--- Task description ---
Please set down, word for word, each line from the one containing "Let me know" through the final line of the records below, both included, and nothing else.

━━ Records to process ━━

PR #122, opened 2018-05-04
Provide separate route tables for db/elasticache/redshift

cam-fulcrum:
Hi,

I've created separate route tables for the database, elasticache and redshift subnets.

Currently the db subnets automatically attach to the private subnet (which in turn is NAT'd out). This means the databases by default have a route to the internet.

This breaks the standard 3 tier dmz approach and I believe this shouldn't be the default. If users want to allow this, they can manually add in routes so their database subnets can be NAT'd out.

Let me know what you think and if you require any changes. Thanks for your hard work :smile:

### DIFF
--- a/main.tf
+++ b/main.tf
@@ -98,6 +98,42 @@ resource "aws_route_table" "private" {
   }
 }
 
+#################
+# Database routes
+#################
+resource "aws_route_table" "database" {
+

━━━

--- Solution to this problem ---
Let me know what you think and if you require any changes. Thanks for your hard work :smile:

### DIFF
--- a/main.tf
+++ b/main.tf
@@ -98,6 +98,42 @@ resource "aws_route_table" "private" {
   }
 }
 
+#################
+# Database routes
+#################
+resource "aws_route_table" "database" {
+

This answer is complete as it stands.